Monday, July 30, 2012

Positive feedback control of E. coli RelA by its product ppGpp

ppGpp regulates numerous targets, and now we added one more: the stringent response factor RelA itself. Using an in vitro stringent response system we showed that ppGpp dramatically increases the turnover rate of RelA, both is the system where RelA is activated by the ribosomes (both naked and programmed with tRNA and mRNA) and in the system where RelA is activated by the ribosomal protein L11 alone.
Figure 1: RelA activation in the 70S-driven in vitro system upon addition of ppGpp

We did 70S and L11 tittrations and demonstrated that ppGpp increases RelA's kcat, making it a more efficient enzyme:

Figure 2. RelA activity as a function of the 70S concentration in presence and absence of ppGpp

What next? First off, we do not know where ppGpp binds and how it regulates RelA on the mechanistic level. Second, since there are at least 30 groups of the RSH proteins, we will figure out which are activated by this mechanism, and which are not. This will provide us some vital clues for understanding the computational properties of the stringent response system. Third, after this in vitro result it is instrumental to show the ppGpp-mediated activation in vivo. 
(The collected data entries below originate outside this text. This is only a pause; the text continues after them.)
PR #5705, opened 2026-04-10
added unit tests for TeachrPreviewModule

### LINKED ISSUE #5168: [Bug]: Missing Unit Tests for TeacherPreviewModule (teacherpreviewmodule.py)
## Summary
`esp/esp/program/modules/handlers/teacherpreviewmodule.py` contains logic for teacher printables and schedule previews, but it does not have dedicated unit tests.

## Why this matters
This module does more than display a static page:
- resolves the printables module dynamically
- builds teacher schedule handout data
- supports admin impersonation via `?user=`
- separates teacher-only and teacher-or-moderator schedule flows
- raises an error when no printables module is available

That makes it a good target for focused tests.

## Suggested test coverage
Add tests for:
- teacher schedule generation when a printables module exists
- moderator-inclusive schedule generation
- admin `?user=` behavior
- error behavior when no printables module can be resolved
- filtering out unscheduled or inactive classes from schedule output

## Acceptance criteria
- A dedicated test file is added under `esp/esp/program/modules/tests/`
- Tests cover both success and failure paths
- Tests verify schedule contents, not just response status

rafiya618:
This pull request adds a new test file with 14 comprehensive test methods to cover the TeacherPreviewModule functionality, Closes #5168 

CHANGES MADE

New file: esp/esp/program/modules/tests/teacherpreviewmodule.py

This test file includes the following:

Test Class: TeacherPreviewModuleTest (extends ProgramFrameworkTest)

14 Test Methods covering all acceptance criteria:

test_teacher_schedule_generation_with_printables_module - Verifies teacher schedule is generated correctly when a printables module exists. Checks response status, scheditems count, required keys, and context flags.

test_moderator_inclusive_schedule_generation - Verifies moderator-inclusive schedule includes both taught and moderated classes with correct role assignments. Validates role field contains either Teacher or moderator title.

test_admin_impersonation_via_user_query_param - Verifies admin can impersonate another teacher using the ?user= query parameter. Confirms schedule contains impersonated teacher's data.

test_admin_cannot_impersonate_without_user_param - Verifies admin receives their own schedule when ?user= parameter is omitted.

test_non_admin_cannot_impersonate_other_teacher - Ensures non-admin teachers cannot bypass security and impersonate other users via query parameter.

test_error_when_no_printables_module_resolved - Confirms ESPError is raised with appropriate message when no printables module is found.

test_error_when_multiple_printables_modules_exist - Confirms ESPError is raised when multiple printables modules are found (ambiguous state).

test_filters_out_unscheduled_classes - Verifies classes without meeting_times are excluded from schedule output.

test_filters_out_classes_without_resource_assignments - Verifies classes without resource assignments are excluded from schedule output.

test_filters_out_inactive_classes - Verifies classes with status less than or equal to 0 are excluded from schedule output.

test_schedule_items_sorted_by_class - Verifies schedule items are returned in sorted order.

test_moderator_schedule_filters_correctly - Verifies moderator schedule applies the same filtering rules as teacher schedule.

test_moderator_only_schedule - Verifies moderator-only schedule displays correctly with only moderated classes and appropriate context flags.

test_schedule_context_has_required_fields - Verifies all required context fields are present and have correct types.

Helper Methods:

_assign_resources_to_classes - Assigns basic resources to classes to enable scheduling
_make_mock_request - Creates mock HTTP requests with user and query parameters

COVERAGE

All 14 tests verify actual schedule content and context data, not just HTTP response status codes. Tests include:

Response status validation
Context key presence verification
Schedule item count validation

PS: and now our paper got covered as a Research Highlight in Nature Chemical Biology. Yay!


Shyp et al., EMBO Reports (2012) doi: 10.1038/embor.2012.106.
PIMD: 22814757


  1. I've read your paper, and I am curious about the effect of pppGpp? Does it similarly stimulate synthesis? It appears that you have only tested tetra phosphate in your paper.

  2. Hi Jessica,

    we tried purifying pppGpp for in vitro work, but it seems rather unstable, so we dropped this direction. I would guess it will activate, but weaker - just as pppGpp has weaker effects on transcriptional regulation.